◆ Data to process ◆
————

PR #1992, opened 2021-04-23
Update links to point to Scala 2.13 specific documents

mariogalic:
* This 2.13 document was pointing to older Scala introduction overview
* Point "The Collections API" link which talks about common operations to more specific overviews/collections-2.13/trait-iterable.html


SethTisue:
Thank you!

————

◆ How to complete this task ◆
All of the data above needs to be given again exactly.

◆ Answer to the exercise ◆
PR #1992, opened 2021-04-23
Update links to point to Scala 2.13 specific documents

mariogalic:
* This 2.13 document was pointing to older Scala introduction overview
* Point "The Collections API" link which talks about common operations to more specific overviews/collections-2.13/trait-iterable.html


SethTisue:
Thank you!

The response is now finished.